The downsides of EAV are significant:

  • No type safety (everything is a string)
  • Can’t add constraints (can’t enforce “screen_size must be a number”)
  • Queries become ugly (need to PIVOT to get a row-per-entity view)
  • Performance suffers at scale

When to use: Truly dynamic attributes where the schema is unknowable upfront. Product catalogs with wildly different product types. User-defined custom fields. Consider JSONB columns in PostgreSQL as a better modern alternative.

Polymorphic Associations

When multiple tables need to relate to the same table. For example: both posts and comments can have “likes.” Instead of a separate likes table for each, we use one table with a type column.

-- Polymorphic likes table
CREATE TABLE likes (
    id SERIAL PRIMARY KEY,
    user_id INT REFERENCES users(id),
    likeable_type VARCHAR(50) NOT NULL,  -- 'post' or 'comment'
    likeable_id INT NOT NULL,            -- id in the respective table
    created_at TIMESTAMP DEFAULT NOW()
);

-- Like a post
INSERT INTO likes (user_id, likeable_type, likeable_id) VALUES (1, 'post', 42);

-- Like a comment
INSERT INTO likes (user_id, likeable_type, likeable_id) VALUES (1, 'comment', 99);

-- Get all likes on a post
SELECT * FROM likes WHERE likeable_type = 'post' AND likeable_id = 42;

The problem: We can’t use a foreign key constraint because likeable_id could reference different tables. Referential integrity relies on application code.

Alternatives:

  • Separate tables: post_likes and comment_likes (cleaner, FK constraints work)
  • Shared parent: make both posts and comments inherit from a content table

Soft Deletes

Instead of actually deleting a row with DELETE, we mark it as deleted with a timestamp column.

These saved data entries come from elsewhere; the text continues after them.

PR #760, opened 2022-03-21
Feature/improved lib E field naming

jmlarson1:
These fields have many positives:
- They align with `sim_f` and `gen_f` and `sim_specs` and `gen_specs` and the like. 
- They tell a "story" about the entry in `H`.

1. The point is generated by `gen_worker` between `gen_start_time` and `gen_end_time`.
2. It is given to `sim_worker` and `sim_given` is marked true and `sim_given_time` is recorded
3. When `sim_worker` is done, `sim_completed` is marked true, and `sim_completed_time` is recorded.
4. If the `gen_worker` is informed about the point, then `gen_informed` is marked true and `gen_informed_time` is recorded. 

In the corner case where a point is requested again by a generator, we mark that as `last_gen_end_time` and flip some booleans so that the manager can give it out again (eventually recorded in `last_sim_given_time`)

### DIFF
--- a/libensemble/tools/fields_keys.py
+++ b/libensemble/tools/fields_keys.py
@@ -1,21 +1,22 @@
 """
-Below are the fields used within libEnsemble
+Below are the fields used within libEnsemble (All times are since epoch)
 """
 
-libE_fields = [('sim_id', int),             # Unique id of entry in H that was generated
-               ('gen_worker', int),         # Worker that (first) generated the entry
-               ('gen_time', float),         # Time (since epoch) entry (first) was entered into H from a gen
-               ('last_gen_time', float),    # Time (since epoch) entry was last requested by a gen
-               ('given', bool),             # True if entry has been given for sim eval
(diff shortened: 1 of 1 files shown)


wildsm:
This looks great.

docs/data_structures/history_array.rst
```diff
@@ -85,32 +85,22 @@ The full list of these reserved fields is given below.
 * ``given`` [bool]: True if this ``gen_f`` output been given to a libEnsemble
```
jlnav, line 85: This file still needs to be adjusted, right?

jmlarson1: I have updated this file.

jlnav:
Good feedback from Angel, I like the current state of ``fields_keys.py``. Understanding the "story" of a point is (I think) more intuitive now

jlnav (approved):

shuds13 (approved):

The data stays in the table but is hidden from normal queries.

-- Add a soft delete column
ALTER TABLE users ADD COLUMN deleted_at TIMESTAMP DEFAULT NULL;

-- "Delete" a user (soft)
UPDATE users SET deleted_at = NOW() WHERE id = 5;

-- All queries must filter out deleted rows
SELECT * FROM users WHERE deleted_at IS NULL;

-- Create a view for convenience
CREATE VIEW active_users AS
SELECT * FROM users WHERE deleted_at IS NULL;

-- To "undelete" — just clear the timestamp
UPDATE users SET deleted_at = NULL WHERE id = 5;

Benefits:

  • Data is recoverable (undo delete)
  • Audit trail (when was it deleted?)
  • Referential integrity preserved (foreign keys don’t break)
  • Legal/compliance requirements (retain data for N years)

Downsides:

  • Every query needs the WHERE deleted_at IS NULL filter (easy to forget)
  • Table grows forever (need periodic cleanup)
  • Unique constraints get tricky (two “deleted” users can have the same email)
-- Fix the unique constraint issue with a partial unique index
CREATE UNIQUE INDEX idx_users_email_active
    ON users (email)
    WHERE deleted_at IS NULL;
-- Only enforces uniqueness among non-deleted rows

When to Use Each Pattern

PatternBest For
Star SchemaData warehouses, analytics, BI dashboards
Snowflake SchemaWhen storage matters, highly normalized analytics
EAVUser-defined fields, wildly varying attributes
PolymorphicMultiple entity types sharing a feature (likes, comments, tags)
Soft DeletesAudit requirements, undo capability, data retention compliance

Interview Tip

Schema design patterns come up in system design interviews. When designing a data model, mention the pattern by name — “I’d use a star schema for the analytics layer” or “I’d implement soft deletes here for audit compliance.” It shows we’ve seen real production systems and know the trade-offs of each approach.